The conditions have become so alarming that in December 2018, the Parliament summoned officials from the Ministry of Public Health and the National Environmental Protection Agency (NEPA) over Kabul’s air pollution. Besides the lack of precipitation, burning of low-quality, non-standard fuel by industries and the people, alongside the use of old vehicles, has been blamed.
Chinese cities are ‘unhappy’ with air pollution
A research team from the MIT Future City lab recently published a paper in the journal Nature Human Behaviour, correlating high particulate matter (PM) pollution to geotagged tweets (are they still tweets if they are not from Twitter?) from China’s microblogging platform, Sina Weibo.
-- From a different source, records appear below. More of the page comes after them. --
PR #29, opened 2020-10-22
Add Santanilla Experiment-2 Dataset pbtxt

michaelmaser:


skearnes:
It looks like you forgot to include the computed yields?

michaelmaser:
> It looks like you forgot to include the computed yields?

Believe it or not, this was actually intentional. After discussions with @connorcoley, I removed the computed yields as I/we don't believe they're truly quantitative (or relative). See discussion on ord-schema #432 [https://github.com/Open-Reaction-Database/ord-schema/issues/432](url). Can discuss more at our meeting tomorrow.

skearnes (approved):

PR #30, opened 2020-10-23
Skip some checks if there are no *.pb files

skearnes:
Fixes a failing test on #29

### DIFF
--- a/.github/workflows/submission.yml
+++ b/.github/workflows/submission.yml
@@ -149,14 +149,16 @@ jobs:
         python ./ord-schema/ord_schema/process_dataset.py \
           --input_file=changed_pbtxt_files.txt \
           --base=upstream/main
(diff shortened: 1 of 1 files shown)


connorcoley:
If the error is caused not by the absence of the `changed_pb_files.txt` file, but by the fact that it's empty, I think it would make more sense to modify the `process_dataset.py` script to handle that case gracefully

skearnes:
> If the error is caused not by the absence of the `changed_pb_files.txt` file, but by the fact that it's empty, I think it would make more sense to modify the `process_dataset.py` script to handle that case gracefully

The issue is actually in the for loop; process_datasets is fine but the file has a single empty character in it that messes up the calls to check_pb.

connorcoley (approved):

PR #32, opened 2020-10-29
Add Santanilla Experiment-2 Dataset pbtxt (#29)

skearnes:
Merging #29 into main


michaelmaser:
Reaction IDs and things look good. Did notice, though, that the pbtxt still has the image URLs instead of bytes Data. Went back and rewrote the Dataset with the updated ipynb and the pbtxt is now almost 5 GB... Is this okay? Or, should we leave it as is?

skearnes:
> Reaction IDs and things look good. Did notice, though, that the pbtxt still has the image URLs instead of bytes Data. Went back and rewrote the Dataset with the updated ipynb and the pbtxt is now almost 5 GB... Is this okay? Or, should we leave it as is?

Let's keep it as is for now; we can update this later if we want.

michaelmaser (approved):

The tweets were gauged for their sentiment using a machine-trained sentiment analysis algorithm, and represented as a ‘happiness index’. When compared with the PM 2.5 and weather data from China’s Ministry of Environmental Protection, they noticed that pollution has an emotional cost.
“The takeaway is simple,” declared Siqi Zheng, the lead author of the MIT study. “Higher levels of air pollution lower people’s happiness in the world’s most populous country.” Some trends that were observed include women shown more sensitivity to higher air pollution, as were the people living in the cleanest and dirtiest cities accounted for in the study.
Given that the data studied was between March and November 2014, and the persisting problem of deteriorating air quality in Chinese cities, it is safe to assume that Chinese urbanites are unhappier than ever, going into 2019.
This is, of course, besides the public health issue raised by a study by the Chinese University of Hong Kong last year, which pegged 1.1 million premature deaths annually to the air pollution in the country. The study also calculated various social costs, which take the form of early deaths and food production losses among other parameters, amounting to USD 38 billion dollars being shaved off from the Chinese economy ever year, as a result of air pollution.
How China’s politicians will respond to these studies and the citizens’ demands for cleaner air is yet to be seen.
Thai authorities induce artificial rain in Bangkok
People watch artificial rain from the comfort of their homes in Bangkok! The city’s air quality index (AQI) climbed up to a dangerous 182 on the morning of January 14, 2019. This reading was higher than those recorded in contemporary Asian cities that routinely complain of air pollution, including New Delhi and Beijing.
However, when the AQI hit 227 a few days later, the government decided to make it rain for the particulate matter to settle. Using a process called cloud-seeding, the Thai air force sprayed 3000 litres of water over the city.
Nonetheless, weak winds and fog-prone winter weather is likely to make matters worse in Bangkok, throughout January.
The Air Pollution gap
According to a 2016 report by WHO, 98% of the cities in the developing world (categorised as low- and middle-income nations) do not meet its air quality standards. The data collated by the report underscored the ‘air pollution gap’, wherein the AQI in developed countries averaged close to WHO’s prescribed standards, while in countries like India and China, the recorded particulate matter pollution levels were 10 times higher. Since the sources of pollution are often the same, the situation warrants a discussion on whether the development model that ferried the ‘developed world’ through the industrial revolution will work in a world concerned with climate justice.
After a rather disappointing COP24, many commentators and activists are closely following the World Economic Forum at Davos as they hope for meaningful discussions and outcomes regarding the twin issues of climate change and inequality.
With the effects of climate change and air pollution disproportionately being felt across the developing world, 2019 is expected to be the year of collective political action to address the same.
Tejaswi Subramanian is a senior-sub editor at Qrius.